BEGIN

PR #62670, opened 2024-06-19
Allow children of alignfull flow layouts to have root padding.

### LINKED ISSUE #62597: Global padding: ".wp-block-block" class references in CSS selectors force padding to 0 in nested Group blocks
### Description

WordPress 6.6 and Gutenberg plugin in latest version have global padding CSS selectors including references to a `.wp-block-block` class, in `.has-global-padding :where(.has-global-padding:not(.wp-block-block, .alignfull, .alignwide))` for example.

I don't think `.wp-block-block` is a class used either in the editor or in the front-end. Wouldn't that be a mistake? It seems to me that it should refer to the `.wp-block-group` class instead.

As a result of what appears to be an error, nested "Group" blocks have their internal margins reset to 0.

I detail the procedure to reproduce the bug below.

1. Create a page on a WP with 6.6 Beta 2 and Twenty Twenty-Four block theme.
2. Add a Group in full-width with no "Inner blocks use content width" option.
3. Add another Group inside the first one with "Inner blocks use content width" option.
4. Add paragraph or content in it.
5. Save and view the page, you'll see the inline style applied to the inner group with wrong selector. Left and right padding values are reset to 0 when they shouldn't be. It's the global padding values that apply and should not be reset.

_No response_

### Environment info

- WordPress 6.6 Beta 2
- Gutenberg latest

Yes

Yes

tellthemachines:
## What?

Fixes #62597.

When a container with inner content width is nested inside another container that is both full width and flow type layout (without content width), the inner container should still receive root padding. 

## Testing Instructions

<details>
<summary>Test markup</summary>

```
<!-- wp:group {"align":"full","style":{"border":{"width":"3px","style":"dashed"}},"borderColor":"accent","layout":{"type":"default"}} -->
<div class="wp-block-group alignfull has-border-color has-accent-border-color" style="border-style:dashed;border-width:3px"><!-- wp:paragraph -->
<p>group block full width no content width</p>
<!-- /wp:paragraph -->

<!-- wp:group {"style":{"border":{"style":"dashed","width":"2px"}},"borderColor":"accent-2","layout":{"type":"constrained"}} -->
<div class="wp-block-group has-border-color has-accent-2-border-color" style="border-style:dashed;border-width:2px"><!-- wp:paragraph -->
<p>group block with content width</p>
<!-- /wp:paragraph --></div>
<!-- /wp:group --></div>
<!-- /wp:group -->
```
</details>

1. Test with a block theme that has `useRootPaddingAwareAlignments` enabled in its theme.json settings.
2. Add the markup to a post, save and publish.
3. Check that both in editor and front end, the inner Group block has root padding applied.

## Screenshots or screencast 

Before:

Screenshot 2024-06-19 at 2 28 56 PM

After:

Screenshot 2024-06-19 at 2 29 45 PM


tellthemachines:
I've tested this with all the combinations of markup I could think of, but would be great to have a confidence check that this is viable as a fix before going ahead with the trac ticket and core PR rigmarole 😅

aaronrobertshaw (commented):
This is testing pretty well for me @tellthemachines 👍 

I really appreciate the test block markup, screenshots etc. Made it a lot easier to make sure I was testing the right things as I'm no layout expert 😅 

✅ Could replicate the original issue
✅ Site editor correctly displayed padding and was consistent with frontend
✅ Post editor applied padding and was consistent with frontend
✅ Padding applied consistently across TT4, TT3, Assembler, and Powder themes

END
BEGIN

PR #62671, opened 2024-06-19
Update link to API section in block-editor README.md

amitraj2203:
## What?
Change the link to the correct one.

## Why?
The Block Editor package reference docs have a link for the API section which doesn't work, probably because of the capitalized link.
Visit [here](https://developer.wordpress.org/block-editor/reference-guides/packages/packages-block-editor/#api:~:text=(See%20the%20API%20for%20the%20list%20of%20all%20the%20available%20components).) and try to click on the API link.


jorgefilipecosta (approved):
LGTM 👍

END

--- WHAT IS REQUIRED ---
Would you please write out, exactly and with no other lines, the stretch of the listing above from the line containing "PR #62670, opened 2024-06-19" through the line containing "2. Add a Group"?

--- RESULT FOR THIS EXERCISE ---
PR #62670, opened 2024-06-19
Allow children of alignfull flow layouts to have root padding.

### LINKED ISSUE #62597: Global padding: ".wp-block-block" class references in CSS selectors force padding to 0 in nested Group blocks
### Description

WordPress 6.6 and Gutenberg plugin in latest version have global padding CSS selectors including references to a `.wp-block-block` class, in `.has-global-padding :where(.has-global-padding:not(.wp-block-block, .alignfull, .alignwide))` for example.

I don't think `.wp-block-block` is a class used either in the editor or in the front-end. Wouldn't that be a mistake? It seems to me that it should refer to the `.wp-block-group` class instead.

As a result of what appears to be an error, nested "Group" blocks have their internal margins reset to 0.

I detail the procedure to reproduce the bug below.

1. Create a page on a WP with 6.6 Beta 2 and Twenty Twenty-Four block theme.
2. Add a Group in full-width with no "Inner blocks use content width" option.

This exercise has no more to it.